* [PROBLEM STATEMENT]: Go through the records below and count every line containing "anchor". Reply with the count alone.

* [RECORDS SHOWN]:
PR #260, opened 2018-09-19
Extract footprint-center from F.Fab outline

cp-aquila:
Some footprints have weird pad shapes, making the F6.2 test fail.
To fix this, we can also calculate the center of the F.Fab layer. Of those
two possible center-locations, the one closer to (0,0) is
selected.
If Pads-center and F.Fab-center differ a warning is displayed.

--------------------

This fixes the travis error for this PR https://github.com/KiCad/kicad-footprints/pull/951

### DIFF
--- a/pcb/rules/F6_2.py
+++ b/pcb/rules/F6_2.py
@@ -46,10 +46,10 @@ class Rule(KLCRule):
         THRESHOLD = 0.001
         if abs(x) > THRESHOLD or abs(y) > THRESHOLD:
             self.error("Footprint anchor does not match calculated center of Pads or F.Fab")
-            self.errorExtra("calculated centers for Pads [{xp},{yp}mm]".format(
+            self.errorExtra("calculated center for Pads [{xp},{yp}mm]".format(
                 xp = round(center_pads['x'], 5),
                 yp = round(center_pads['y'], 5)))
-            self.errorExtra("calculated centers for F.Fab [{xf},{yf}mm]".format(
+            self.errorExtra("calculated center for F.Fab [{xf},{yf}mm]".format(
                 xf = round(center_fab['x'], 5),
                 yf = round(center_fab['y'], 5)))
 
--- a/pcb/rules/F6_2.py
+++ b/pcb/rules/F6_2.py
@@ -3,6 +3,7 @@
 from __future__ import division
 
 from rules.rule import *
+from math import sqrt
 
 class Rule(KLCRule):
     """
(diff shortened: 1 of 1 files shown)


evanshultz:
This should apply only to SMT footprints, since THT footprints have the origin at pin 1.

I didn't look at the code, but I'm not sure what you described above is the best approach. Consider this footprint:
image

The center of the pads and fab lines need to be considered together. Either one separately wouldn't work. This might be a nice incremental improvement and I'm not against merging it, just saying that it's not a comprehensive fix to consider only pads or only fab lines.

cp-aquila:
Hello,

It does not apply to non SMD-Footprints, see Line24. I have not touched that :)

But you are right, this is not a comprehensive fix. There are still valid footprints which will fail. But less will fail with that changeset.

Example: the mentioned HDMI-Footprint the check will not fail, but display a warning.
```
$ ../kicad-library-utils/pcb/check_kicad_mod.py Connector_HDMI.pretty/HDMI_A_Contact_Technology_HDMI-19APL2_Horizontal.kicad_mod -vv
Checking footprint 'HDMI_A_Contact_Technology_HDMI-19APL2_Horizontal':
  Violating F6.2
    For surface-mount devices, footprint anchor is placed in the middle of the footprint (IPC-7351).
    Footprint centers of pads and F.Fab do not match
     - Footprint center calculated as Pad: (0.0,0.0)mm F.Fab: (0.0, 6.55)mm
```

cp-aquila:
This has been idle quite some time.
Does anybody want to review/merge it?
I still consider this a small but usefull addition.

pcb/rules/F6_2.py
```diff
@@ -24,19 +25,31 @@ def check(self):
...
         err = False
 
         THRESHOLD = 0.001
-        x = center['x']
-        y = center['y']
+        # select the xy coordinates that are closest to the center
+        diff_pads = sqrt(center_pads['x']**2 + center_pads['y']**2)
+        diff_fab  = sqrt(center_fab['x']**2 +  center_fab['y']**2)
+        x = (center_pads['x'], center_fab['x'])[diff_pads > diff_fab]
+        y = (center_pads['y'], center_fab['y'])[diff_pads > diff_fab]
```
poeschlr: What is the rationale behind this?

cp-aquila: Line 43 & 44 do calculate the euclidic distance of the pads & fab centers to the origin.
Then the one closes to the origin is selected. (45-46)

That the acutal idea of the patch. Look at the center of the F.Fab lines the one calculated from the Pads.
* If they are not the same, display a warning (line 31-37)
* If they are not the same, select the one that is closer to the footprint origin (line 43-36)
* Then check if the one selected above is to far from the origin (lines 48-52)

Ratfink: Just a stylistic point: Python has a conditional operator `true_value if condition else false_value` that would be better to use than subscripting a tuple on lines 45-46.  But since there are two lines with the same condition, using a normal `if` block could be considered as the more [DRY](https://en.wikipedia.org/wiki/Don%27t_repeat_yourself) option.

cp-aquila: tbh. I don't know why I have written it this way. After the question from poeschlr I had to look twice myself. This is a good indication that the code-quality is shitty.
A simple if-statement is way more readable. Will fix.

pcb/rules/F6_2.py
```diff
@@ -15,28 +16,42 @@ def check(self):
...
         if module.attribute != 'smd':
             # Ignore non-smd parts
             return False
 
-        center = module.padMiddlePosition()
+        center_pads = module.padMiddlePosition()
+        center_fab  = module.geometricBoundingBox("F.Fab").center
+
+        if center_pads['x'] != center_fab['x'] or center_pads['y'] != center_fab['y']:
+            self.warning("Footprint centers of pads and F.Fab do not match")
```
poeschlr: I would not call this a warning. A lot of footprints would result in this and it would just confuse users.

cp-aquila: How about moving the warning output into the code-path that displays the error (if there is any). Then the user has the additional info on which two origins were checked.
Otherwise it will be a mystery for the user why exactly the check failed.

cp-aquila:
A good testcase is `LED-L1T2_LUMILEDS` in `LED_SMD` (which should get fixed).

pcb/rules/F6_2.py
poeschlr: Well if the check fails then i would assume your script knows why and can generate a clear output (you could for example word it such that it is clear which options you checked). This warning on its own however might be read as "i need to ensure the centers are equal" which is not the case.

cp-aquila: I spend some time on better wording, but could not come up with something good. 

Actually I don't know why I introduced it in the first place. There is no real use-case for it.
Now one line is shown for each calculated center. This has all the information the user needs. Its also much clearer than the previous version that had all coordinates in one line.

New look:
grafik

pcb/rules/F6_2.py
```diff
@@ -49,9 +41,13 @@ def check(self):
...
-            self.errorExtra("Footprint center calculated as ({x},{y})mm".format(
-                x = round(x, 5),
-                y = round(y, 5)))
+            self.errorExtra("Footprint center calculated as Pad: ({xp},{yp})mm F.Fab: ({xf}, {yf})mm".format(
+                xp = round(center_pads['x'], 5),
+                yp = round(center_pads['y'], 5),
+                xf = round(center_fab['x'], 5),
+                yf = round(center_fab['y'], 5)))
+            if center_pads['x'] != center_fab['x'] or center_pads['y'] != center_fab['y']:
+                self.errorExtra("Footprint centers of pads and F.Fab do not match")
```
poeschlr: This message is still here. It still suggests that the user needs for some reason ensure pads and fab need to be on the same center.

poeschlr:
Thanks looks good now (ignore my last comment made as i seem to have misclicked and looked on an outdated diff)

PR #261, opened 2018-10-04
correct spelling in interface to KiCadSymbolGenerator

dlharmon:
I'm looking to add a few scripts using this and don't want to propagate it further.


evanshultz:
@poeschlr @Ratfink 
Can you take a look? I think you two wrote these.

Why is there a note that the typo must be kept? Is there an external data file (YAML?) that also has the typo? Can they both be fixed together?

Ratfink:
The note about the typo in the STM32 symbol generator was because I didn't want to change more than necessary in the PR that updated that script.  If this correctly changes every occurrence of the typos, both in the package they're defined in and everything that uses it, it should be good.  I haven't looked closely to see if this is in fact the case though.

dlharmon:
I've found another I'd like to fix (Aligment) and pushed it to this branch. 

There's also a place where Horizontal and Vertical appear to be swapped which I need to investigate further.

I've verified all are changed in this repository. Any others I should be aware of?

SchrodingersGat:
Thanks @dlharmon for these fixes

PR #266, opened 2018-10-30
Use option flag to decide if symbol is a power symbol

seppestas:
This fixes the PWR_FLAG symbol violating [KLC rule S6.2] "Ref(erence) field must be VISIBLE" because it does not use the #PWR reference.

See section 2.3 - Description of a component in the [KiCad file formats specification](http://bazaar.launchpad.net/~stambaughw/kicad/doc-read-only/download/head:/1115%4016bec504-3128-0410-b3e8-8e38c2123bca:trunk%252Fkicad-doc%252Fdoc%252Fhelp%252Ffile_formats%252Ffile_formats.pdf/file_formats.pdf).

[KLC rule S6.2]: http://kicad-pcb.org/libraries/klc/S6.2/


poeschlr:
We might even go one step further. If the reference starts with "#" then it can be invisible. (the option could be used as a second indicator)

PR #267, opened 2018-11-08
Error checking in sch.Component.addField

airwoodix:
Hello,

these commits fix the error checking TODOs on `sch.Component.addField`:
- `name` and `ref` are made compulsory keyword-only arguments
- invalid additional fields are silently ignored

* [EXERCISE ANSWER]: 2